Final Paper — Due Friday, April 25 at 5pm

Your group's final project report should be written in the style of a workshop or conference submission, like most of the papers we have read this semester. Please include at least the following:

  1. An abstract that summarizes your work.
  2. An introduction that motivates the problem you are trying to solve.
  3. A related work section that differentiates your contributions.
  4. Section(s) describing your architecture or methodology.
  5. Results and/or evaluation section(s), with data or figures to support your claims as appropriate.
  6. A brief future work section explaining what is left to do.
  7. Appropriate citations and references from the literature.

See also: Advice on writing technical articles.

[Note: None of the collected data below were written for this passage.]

Issue #1301, opened 2020-06-16
Snapshots should be generated at regular interval


jumaffre:
Just like signature transactions, snapshots should be generated at regular interval (either elapsed time or number of signatures).

The hash of the snapshot should be written to the (new) `ccf.snapshots` table so that the snapshot becomes endorsed by the leader node that has generated it.

Once generated, snapshots should be stored on disk and retrievable for when a new node joins the network.

- [x] 1. Generate snapshots on primary node at regular interval (based on a `cchost` CLI parameter)
- [ ] 2. Store snapshot evidence in new `ccf.snapshot_hash` table 
- [ ] 3. Make snapshot generation asynchronous (snapshot generation takes time and it shouldn't block the thread on which it is started on)

jumaffre:
I wonder how this intersect with the ledger chunking feature. On recovery, we will probably want to only pass the latest snapshot + the ledger suffix (i.e. ledger after the snapshot) to the recovery node. Perhaps a new ledger chunk could be created when a new snapshot is generated?

PR #1500, opened 2020-08-14
Generate and store snapshots on primary node

jumaffre:
Resolves item 1. in #1301 

The primary node now generates snapshots at regular interval, as specified by the `--snapshot-min-tx` `cchost` CLI parameter. The snapshots are stored on disk (in the `--snapshot-dir` folder specific to each node). 

By default, snapshots are never generated (hence the new temporary `reconfiguration_snapshot_test` which sets it to a low value on purpose). We don't do anything with the snapshot just yet, but it will get passed to new joiners by Raft.


src/consensus/ledger_enclave_types.h
```diff
@@ -6,7 +6,7 @@
 
 namespace consensus
 {
-  using Index = uint64_t;
+  using Index = int64_t;
```
achamayou, line 9: Why is that signed now?

src/consensus/raft/test/driver.h
```diff
@@ -16,7 +16,8 @@
 #include "logging_stub.h"
 
 using ms = std::chrono::milliseconds;
-using TRaft = raft::Raft<raft::LedgerStubProxy, raft::ChannelStubProxy>;
+using TRaft = raft::
+  Raft<raft::LedgerStubProxy, raft::ChannelStubProxy, raft::StubSnashotter>;
```
achamayou, line 20:
```suggestion
  Raft<raft::LedgerStubProxy, raft::ChannelStubProxy, raft::StubSnapshotter>;
```

src/consensus/raft/test/driver.h
```diff
@@ -46,6 +47,7 @@ class RaftDriver
         std::make_unique<Adaptor>(kv),
         std::make_unique<raft::LedgerStubProxy>(node_id),
         std::make_shared<raft::ChannelStubProxy>(),
+        std::make_shared<raft::StubSnashotter>(),
```
achamayou, line 50:
```suggestion
        std::make_shared<raft::StubSnapshotter>(),
```

src/consensus/raft/test/logging_stub.h
```diff
@@ -184,4 +189,14 @@ namespace raft
       return kv::DeserialiseSuccess::PASS_SIGNATURE;
     }
   };
+
+  class StubSnashotter
```
achamayou, line 193:
```suggestion
  class StubSnapshotter
```

src/consensus/raft/test/driver.h
jumaffre: D'oh.

src/consensus/raft/raft.h
```diff
@@ -507,12 +515,16 @@ namespace raft
 
       auto& node = nodes.at(to);
 
-      // Record the most recent index we have sent to this node.
-      node.sent_idx = end_idx;
-
       // The host will append log entries to this message when it is
       // sent to the destination node.
-      channels->send_authenticated(ccf::NodeMsgType::consensus_msg, to, ae);
+      if (!channels->send_authenticated(
```
jumaffre, line 520: Small change here: as we can detect whether a message was successfully sent over the channel (i.e. `send_authenticated()` returns `false` if the channel is not yet established), let's not pretend we've sent the idx to the node if the channel is not yet established.

src/consensus/ledger_enclave_types.h
jumaffre: Good point. This wasn't meant to change so I've reverted this and the snapshot now use the unsigned `consensus::Index` instead of the signed `kv::Version`.

src/consensus/raft/raft.h
```diff
@@ -115,6 +116,9 @@ namespace raft
     Index commit_idx;
     TermHistory term_history;
 
+    // Snapshot
```
achamayou, line 119: ?

src/consensus/raft/test/logging_stub.h
putyoutoosleep00: Fuck you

The length of your report should not exceed 8 typeset pages, excluding bibliography and well-marked appendices. There is no limit on the length of appendices, but graders are not required to read them. The text must be formatted in two columns, using 10 point Times Roman type on 12 point leading, in a text block of 6.5” by 9”. I strongly encourage you to use LaTeX and the USENIX template files. Please submit your report via email to

Submitting Your Work for Publication

You should consider submitting your results to a technical workshop. There are several workshops held annually in conjunction with USENIX Security that have deadlines in late April and May. I'll be glad to advise you further in preparation for submission.